Segment Open

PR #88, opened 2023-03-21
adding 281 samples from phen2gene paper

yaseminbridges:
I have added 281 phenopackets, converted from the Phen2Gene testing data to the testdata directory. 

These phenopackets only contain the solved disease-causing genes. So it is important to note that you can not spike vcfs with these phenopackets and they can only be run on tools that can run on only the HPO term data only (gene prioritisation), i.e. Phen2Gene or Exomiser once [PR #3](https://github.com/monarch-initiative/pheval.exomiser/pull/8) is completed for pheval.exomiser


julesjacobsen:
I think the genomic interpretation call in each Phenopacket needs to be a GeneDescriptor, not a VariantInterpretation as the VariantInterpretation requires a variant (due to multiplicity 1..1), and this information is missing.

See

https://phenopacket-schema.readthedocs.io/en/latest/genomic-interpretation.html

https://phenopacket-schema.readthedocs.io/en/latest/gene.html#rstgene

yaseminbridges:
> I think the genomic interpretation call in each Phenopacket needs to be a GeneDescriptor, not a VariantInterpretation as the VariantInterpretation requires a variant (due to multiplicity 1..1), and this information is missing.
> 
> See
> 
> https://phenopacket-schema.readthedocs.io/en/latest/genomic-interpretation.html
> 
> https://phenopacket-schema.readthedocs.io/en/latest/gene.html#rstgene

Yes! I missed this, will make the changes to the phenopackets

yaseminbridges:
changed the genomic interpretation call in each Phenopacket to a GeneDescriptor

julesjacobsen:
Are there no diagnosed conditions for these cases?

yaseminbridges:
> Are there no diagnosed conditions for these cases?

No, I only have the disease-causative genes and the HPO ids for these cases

Segment Closed
Segment Open

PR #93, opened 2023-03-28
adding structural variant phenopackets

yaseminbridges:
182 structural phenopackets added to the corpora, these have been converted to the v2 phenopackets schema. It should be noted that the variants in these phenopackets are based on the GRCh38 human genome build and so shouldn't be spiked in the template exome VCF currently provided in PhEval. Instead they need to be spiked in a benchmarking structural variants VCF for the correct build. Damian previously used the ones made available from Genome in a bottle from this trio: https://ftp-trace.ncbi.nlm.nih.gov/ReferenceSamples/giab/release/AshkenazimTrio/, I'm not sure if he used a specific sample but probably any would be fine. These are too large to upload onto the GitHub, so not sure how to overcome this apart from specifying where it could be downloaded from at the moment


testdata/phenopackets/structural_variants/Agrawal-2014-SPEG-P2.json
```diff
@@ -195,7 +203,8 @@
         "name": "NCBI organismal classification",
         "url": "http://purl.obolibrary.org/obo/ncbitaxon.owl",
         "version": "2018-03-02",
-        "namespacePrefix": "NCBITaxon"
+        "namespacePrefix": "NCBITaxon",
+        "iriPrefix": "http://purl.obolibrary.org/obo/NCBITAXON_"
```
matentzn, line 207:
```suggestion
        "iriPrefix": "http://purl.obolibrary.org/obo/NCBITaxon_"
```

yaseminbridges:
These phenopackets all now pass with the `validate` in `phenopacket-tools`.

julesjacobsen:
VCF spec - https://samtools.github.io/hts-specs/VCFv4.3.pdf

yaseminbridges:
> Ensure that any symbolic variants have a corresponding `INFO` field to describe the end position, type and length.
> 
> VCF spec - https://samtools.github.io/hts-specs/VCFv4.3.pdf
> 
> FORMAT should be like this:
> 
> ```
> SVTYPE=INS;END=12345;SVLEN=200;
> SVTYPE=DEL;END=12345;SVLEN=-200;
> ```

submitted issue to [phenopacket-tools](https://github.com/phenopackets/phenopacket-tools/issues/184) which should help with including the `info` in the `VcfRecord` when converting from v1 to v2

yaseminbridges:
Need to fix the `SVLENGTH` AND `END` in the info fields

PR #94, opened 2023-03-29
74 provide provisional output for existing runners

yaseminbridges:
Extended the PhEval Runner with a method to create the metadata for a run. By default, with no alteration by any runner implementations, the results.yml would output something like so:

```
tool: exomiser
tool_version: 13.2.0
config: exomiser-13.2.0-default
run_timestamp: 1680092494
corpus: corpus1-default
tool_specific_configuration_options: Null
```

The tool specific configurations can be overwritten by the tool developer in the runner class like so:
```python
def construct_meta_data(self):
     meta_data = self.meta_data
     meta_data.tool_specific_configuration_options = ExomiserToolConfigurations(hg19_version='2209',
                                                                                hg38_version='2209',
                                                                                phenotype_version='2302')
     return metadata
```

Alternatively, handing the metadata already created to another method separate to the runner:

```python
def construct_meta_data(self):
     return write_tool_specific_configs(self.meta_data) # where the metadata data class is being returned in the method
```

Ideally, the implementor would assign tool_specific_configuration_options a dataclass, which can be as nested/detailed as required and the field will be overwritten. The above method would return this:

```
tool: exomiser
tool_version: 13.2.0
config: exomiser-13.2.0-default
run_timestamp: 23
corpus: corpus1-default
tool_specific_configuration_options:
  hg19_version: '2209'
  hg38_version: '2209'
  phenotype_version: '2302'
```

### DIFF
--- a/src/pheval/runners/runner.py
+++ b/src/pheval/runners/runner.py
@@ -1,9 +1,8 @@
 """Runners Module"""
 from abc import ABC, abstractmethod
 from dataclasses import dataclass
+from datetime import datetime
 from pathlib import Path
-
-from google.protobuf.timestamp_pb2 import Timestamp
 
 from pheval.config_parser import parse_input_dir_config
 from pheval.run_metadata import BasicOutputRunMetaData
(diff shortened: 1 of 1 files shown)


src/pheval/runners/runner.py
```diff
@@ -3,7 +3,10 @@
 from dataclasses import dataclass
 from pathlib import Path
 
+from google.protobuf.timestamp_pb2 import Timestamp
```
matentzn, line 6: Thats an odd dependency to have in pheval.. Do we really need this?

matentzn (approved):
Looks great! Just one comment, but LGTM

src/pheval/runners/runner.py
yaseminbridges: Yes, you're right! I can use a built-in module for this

Segment Closed

→ TASK INSTRUCTIONS: Apply a filter for "there" to the data above, then copy each line that matches.

→ TASK OUTPUT:
Are there no diagnosed conditions for these cases?
> Are there no diagnosed conditions for these cases?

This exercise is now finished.